• _Requirement_:
When a line in the data below includes "fine", count it; then give only the total.

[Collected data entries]
=-=-=
PR #2016, opened 2023-10-26
add cron job to clean duckdb index cache

AndreaFrancis:
We have a cache folder in `/storage/duckdb-index`, this folder is used for cached downloads in `/search` and `/filter` while calling `  hf_hub_download` https://github.com/huggingface/datasets-server/blob/ef8a1cb34ba661b859962ac8d6c138374a0b0190/libs/libapi/src/libapi/duckdb.py#L78 (which needs a cache directory).
I noticed that we have old files in `/storage/duckdb-index/cache` which are using about 185G:
image

We can apply the same cleaning as we do for other folders so I added a new cron job.
I think another approach to avoid using `hf_hub_download` cache is to use `hf_transfer` directly, but I will investigate more about the advantages, meanwhile, the cron job will avoid increasing the storage usage.

### DIFF
--- a/chart/Chart.yaml
+++ b/chart/Chart.yaml
@@ -18,7 +18,7 @@ type: application
 # This is the chart version. This version number should be incremented each time you make changes
 # to the chart and its templates, including the app version.
 # Versions are expected to follow Semantic Versioning (https://semver.org/)
-version: 1.20.0
+version: 1.21.0
 
 # This is the version number of the application being deployed. This version number should be
 # incremented each time you make changes to the application. Versions are not expected to
--- a/chart/env/prod.yaml
+++ b/chart/env/prod.yaml
@@ -213,7 +213,7 @@ backfill:
 cleanDuckdbIndexCache:
   nodeSelector:
     role-datasets-server: "true"
-  expiredTimeIntervalSeconds: 10_800 # 3 hours
+  expiredTimeIntervalSeconds: 259_200 # 3 days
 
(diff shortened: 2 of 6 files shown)


lhoestq:
The index files are the ones used by `/search` and `/filter` ? If so maybe it's fine to keep them longer on disk to not have to redownload them all the time and keep `/search` and `/filter` fast ?

AndreaFrancis:
> The index files are the ones used by /search and /filter ? If so maybe it's fine to keep them longer on disk to not have to redownload them all the time and keep /search and /filter fast ?

Yes but, it is like we have a copy of the files first in the cache (This is the way hf_hub_download works) and then, we move the file to /storage/duckdb-index/downloads so, maybe I can enable local_dir_use_symlinks=True https://huggingface.co/docs/huggingface_hub/package_reference/file_download#huggingface_hub.hf_hub_download.local_dir_use_symlinks and configure a long expiration time for the folder (like 3 days same as /downloads https://github.com/huggingface/datasets-server/blob/main/chart/env/prod.yaml#L221)

severo (approved):
OK! The only thing to decide is how long we should keep the files (@lhoestq mentioned having them for more than. 3 hours)

AndreaFrancis:
> OK! The only thing to decide is how long we should keep the files (@lhoestq mentioned having them for more than. 3 hours)

I changed it to 3 days for now, let's see how it goes and we can set it a new value later.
=-=-=
• _Answer space_:
2